AIM OF THE TASK -
What you give back must match the records below word for word.

(Stored items)

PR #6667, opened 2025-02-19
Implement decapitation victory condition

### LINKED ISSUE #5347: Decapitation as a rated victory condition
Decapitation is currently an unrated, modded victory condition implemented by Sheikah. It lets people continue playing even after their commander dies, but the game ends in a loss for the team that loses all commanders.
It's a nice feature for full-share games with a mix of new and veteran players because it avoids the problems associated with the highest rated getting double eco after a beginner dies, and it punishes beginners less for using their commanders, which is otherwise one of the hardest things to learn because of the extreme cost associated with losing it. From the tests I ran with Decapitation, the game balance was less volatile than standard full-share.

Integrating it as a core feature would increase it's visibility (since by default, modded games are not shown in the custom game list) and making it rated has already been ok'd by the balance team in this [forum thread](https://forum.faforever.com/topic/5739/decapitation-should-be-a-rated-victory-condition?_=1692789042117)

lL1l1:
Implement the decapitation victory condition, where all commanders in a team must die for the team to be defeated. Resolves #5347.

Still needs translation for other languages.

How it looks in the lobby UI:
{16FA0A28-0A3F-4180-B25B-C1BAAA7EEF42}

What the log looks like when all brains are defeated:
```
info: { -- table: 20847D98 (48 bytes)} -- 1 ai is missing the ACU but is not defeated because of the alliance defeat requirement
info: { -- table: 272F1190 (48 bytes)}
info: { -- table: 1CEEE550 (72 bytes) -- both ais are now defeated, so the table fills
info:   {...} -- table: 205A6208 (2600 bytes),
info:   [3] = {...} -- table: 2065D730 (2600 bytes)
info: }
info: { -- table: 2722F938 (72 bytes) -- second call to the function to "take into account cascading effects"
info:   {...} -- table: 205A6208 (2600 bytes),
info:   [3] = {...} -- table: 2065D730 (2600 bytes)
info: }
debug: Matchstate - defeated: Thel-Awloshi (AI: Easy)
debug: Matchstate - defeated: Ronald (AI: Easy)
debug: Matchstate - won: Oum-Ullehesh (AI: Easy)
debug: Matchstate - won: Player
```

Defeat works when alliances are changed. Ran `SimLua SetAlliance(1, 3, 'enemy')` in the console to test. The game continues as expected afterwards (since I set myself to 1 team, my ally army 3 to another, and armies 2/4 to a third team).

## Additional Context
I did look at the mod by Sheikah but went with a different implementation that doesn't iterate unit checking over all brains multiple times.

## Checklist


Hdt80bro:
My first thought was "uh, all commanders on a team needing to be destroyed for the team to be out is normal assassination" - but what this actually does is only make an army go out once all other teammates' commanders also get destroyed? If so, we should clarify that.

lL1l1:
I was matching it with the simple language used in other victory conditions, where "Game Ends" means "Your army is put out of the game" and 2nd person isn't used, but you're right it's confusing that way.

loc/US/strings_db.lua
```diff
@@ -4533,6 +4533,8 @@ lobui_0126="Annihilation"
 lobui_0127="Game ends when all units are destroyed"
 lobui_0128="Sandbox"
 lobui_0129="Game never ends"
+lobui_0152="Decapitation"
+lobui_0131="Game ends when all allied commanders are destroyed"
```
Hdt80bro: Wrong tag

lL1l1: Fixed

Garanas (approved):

ANSWER BOX -
PR #6667, opened 2025-02-19
Implement decapitation victory condition

### LINKED ISSUE #5347: Decapitation as a rated victory condition
Decapitation is currently an unrated, modded victory condition implemented by Sheikah. It lets people continue playing even after their commander dies, but the game ends in a loss for the team that loses all commanders.
It's a nice feature for full-share games with a mix of new and veteran players because it avoids the problems associated with the highest rated getting double eco after a beginner dies, and it punishes beginners less for using their commanders, which is otherwise one of the hardest things to learn because of the extreme cost associated with losing it. From the tests I ran with Decapitation, the game balance was less volatile than standard full-share.

Integrating it as a core feature would increase it's visibility (since by default, modded games are not shown in the custom game list) and making it rated has already been ok'd by the balance team in this [forum thread](https://forum.faforever.com/topic/5739/decapitation-should-be-a-rated-victory-condition?_=1692789042117)

lL1l1:
Implement the decapitation victory condition, where all commanders in a team must die for the team to be defeated. Resolves #5347.

Still needs translation for other languages.

How it looks in the lobby UI:
{16FA0A28-0A3F-4180-B25B-C1BAAA7EEF42}

What the log looks like when all brains are defeated:
```
info: { -- table: 20847D98 (48 bytes)} -- 1 ai is missing the ACU but is not defeated because of the alliance defeat requirement
info: { -- table: 272F1190 (48 bytes)}
info: { -- table: 1CEEE550 (72 bytes) -- both ais are now defeated, so the table fills
info:   {...} -- table: 205A6208 (2600 bytes),
info:   [3] = {...} -- table: 2065D730 (2600 bytes)
info: }
info: { -- table: 2722F938 (72 bytes) -- second call to the function to "take into account cascading effects"
info:   {...} -- table: 205A6208 (2600 bytes),
info:   [3] = {...} -- table: 2065D730 (2600 bytes)
info: }
debug: Matchstate - defeated: Thel-Awloshi (AI: Easy)
debug: Matchstate - defeated: Ronald (AI: Easy)
debug: Matchstate - won: Oum-Ullehesh (AI: Easy)
debug: Matchstate - won: Player
```

Defeat works when alliances are changed. Ran `SimLua SetAlliance(1, 3, 'enemy')` in the console to test. The game continues as expected afterwards (since I set myself to 1 team, my ally army 3 to another, and armies 2/4 to a third team).

## Additional Context
I did look at the mod by Sheikah but went with a different implementation that doesn't iterate unit checking over all brains multiple times.

## Checklist


Hdt80bro:
My first thought was "uh, all commanders on a team needing to be destroyed for the team to be out is normal assassination" - but what this actually does is only make an army go out once all other teammates' commanders also get destroyed? If so, we should clarify that.

lL1l1:
I was matching it with the simple language used in other victory conditions, where "Game Ends" means "Your army is put out of the game" and 2nd person isn't used, but you're right it's confusing that way.

loc/US/strings_db.lua
```diff
@@ -4533,6 +4533,8 @@ lobui_0126="Annihilation"
 lobui_0127="Game ends when all units are destroyed"
 lobui_0128="Sandbox"
 lobui_0129="Game never ends"
+lobui_0152="Decapitation"
+lobui_0131="Game ends when all allied commanders are destroyed"
```
Hdt80bro: Wrong tag

lL1l1: Fixed

Garanas (approved):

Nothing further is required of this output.